One of the dangers of using double-checked locking in J2SE 1.4 (and earlier versions) is that it will often appear to work: it is not easy to distinguish between a correct implementation of the technique and one that has subtle problems. Depending on the compiler, the interleaving of threads by the scheduler and the nature of other concurrent system activity, failures resulting from an incorrect implementation of double-checked locking may only occur intermittently. Reproducing the failures can be difficult.

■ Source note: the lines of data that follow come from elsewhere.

PR #123, opened 2025-05-15
Use file-like loading for the Voyager index to fix Windows loading (and add loading tests for indexes)

NohTow:
This is #121 locally to extend the branch and add some tests.
Essentially, Voyager do not handle index loading from path on Windows (I suppose they do not added the case), but file-like loading is working and it seems to also work on Linux.


NohTow:
@raphaelsty I added some loading tests/addition/deletion to Voyager/PLAID and it seems to run fine on Mac/Linux/Windows
Also took the opportunity to move all files from indexes to a common subdirectory as discussed. It breaks existing indexes but it's for the best in the future.
Also removed an useless mention to checkpoint in PLAID.

PR #1484, opened 2017-02-15
update_index --age option can be hours or minutes.

hornn:
Format: `<number>` or `<number>h` - granularity of hours.
`<number>m` - granularity of minutes.


hornn:
There is a workaround/alternative to using `--age`, by using the `--start` option, and modifying it to be `now() - <required increment>`. 
However, this approach is error prone because `now()` can be either django's timezone or the generic datetime, and it will be better to handle this logic consistently inside the update_index code, where `age` is converted to `start_time`.
In addition, when calling it from the command line it's harder to calculate the start time in the same way, and using age is much easier and clearer.

PR #1489, opened 2017-03-14
Removed potential duplicate argument in method call

anibalpacheco:


acdha:
Do you have an example of why this is necessary?

PR #1495, opened 2017-03-30
Fixes in more_like_this function

barseghyanartur:
Seems like this hasn't yet been used or tested. Fix works for me.


acdha:
Can you fix the tests on this so it passes?

PR #1496, opened 2017-04-06
Fix django template context passing

RabidCicada:
Just wanted to fix build_solr_schema failing for django 1.10


RabidCicada:
Reworking...didn't realise there was a test that expected context to be a context object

As of J2SE 5.0, this problem has been fixed. The volatile keyword now ensures that multiple threads handle the singleton instance correctly. This new idiom is described in [4]:
// Works with acquire/release semantics for volatile
// Broken under Java 1.4 and earlier semantics for volatile
class Foo {
    private volatile Helper helper = null;
    public Helper getHelper() {
        Helper result = helper;
        if (result == null) {
            synchronized(this) {
                result = helper;
                if (result == null) {
                    helper = result = new Helper();
                }
            }
        }
        return result;
    }
 
    // other functions and members...
}

Note the usage of the local variable result which seems unnecessary. For some versions of the Java VM, it will make the code 25% faster and for others, it won't hurt.[5]

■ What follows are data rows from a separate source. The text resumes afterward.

Issue #1497, opened 2017-04-07
FEATURE: Add support for UUID Primary Keys


RabidCicada:
Currently, haystack fails on search results when the primary key of a model is a UUID.  This is because the INDENTIFIER_REGEX used in get_haystack_identifier()  is too stringent for them in haystack/utils/__init__.py.  It can be worked around by providing your own get_haystack_identifier(), but native support seems to make sense especially as haystack intends to be used in large scale deployments where UUID's are the primary collision avoidance and co-operative ID generation relief.

Insertion works, because it is constructed manually token by token but the retrieval fails.

I'm trying to be a good citizen and have a pull request to fix it all but I'm not sure what "Thing" I should be testing in test_haystack to properly exercise the functionality.

RabidCicada:
Pull request #1498 has been created to solve this issue.  I'm trying to connect the pull request...but I can't see a way to do it.

PR #1498, opened 2017-04-07
Added support for processing uuid primary keys in django. Attempt to solve Issue #1497

RabidCicada:


RabidCicada:
I'm trying to figure out how to connect this pull request to the issue.....but I'm having trouble...any help?

RabidCicada:
I've added a MockModel with UUID for primary key.  I've also added a search index mapping that model.  I don't know where to go from here...what test to throw it in etc....Some guidance here would help me wrap up this PR in a clean and complete manner

RabidCicada:
@Fak3 You want me to consume your changes in PR #1515?  I can add the \w part to my changesets regex and completely replicate your PR I believe.  Plus I've got a head start on the testing:).  That work?

RabidCicada:
BTW...Thanks for reviewing!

If the helper object is static (one per class loader), an alternative is the initialization on demand holder idiom [6] See Listing 16.6 on [7]
// Correct lazy initialization in Java 
@ThreadSafe
class Foo {
    private static class HelperHolder {
       public static Helper helper = new Helper();
    }
 
    public static Helper getHelper() {
        return HelperHolder.helper;
    }
}
This relies on the fact that inner classes are not loaded until they are referenced.

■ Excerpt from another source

PR #1499, opened 2017-04-07
Fix Context object usage in template rendering. Fixes build_solr_schema. Django 1.11

RabidCicada:
Fix a break of build_solr_schema with django 1.11 where they drop support for the Context object.  Also updated test.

Semantics of final field in Java 5 can be employed to safely publish the helper object without using volatile:[8]
public class FinalWrapper<T> {
    public final T value;
    public FinalWrapper(T value) { 
        this.value = value; 
    }
}
 
public class Foo {
   private FinalWrapper<Helper> helperWrapper = null;
 
   public Helper getHelper() {
      FinalWrapper<Helper> wrapper = helperWrapper;
 
      if (wrapper == null) {
          synchronized(this) {
              if (helperWrapper == null) {
                  helperWrapper = new FinalWrapper<Helper>(new Helper());
              }
              wrapper = helperWrapper;
          }
      }
      return wrapper.value;
   }
}
The local variable wrapper is required for correctness. Performance of this implementation is not necessarily better than the volatile implementation.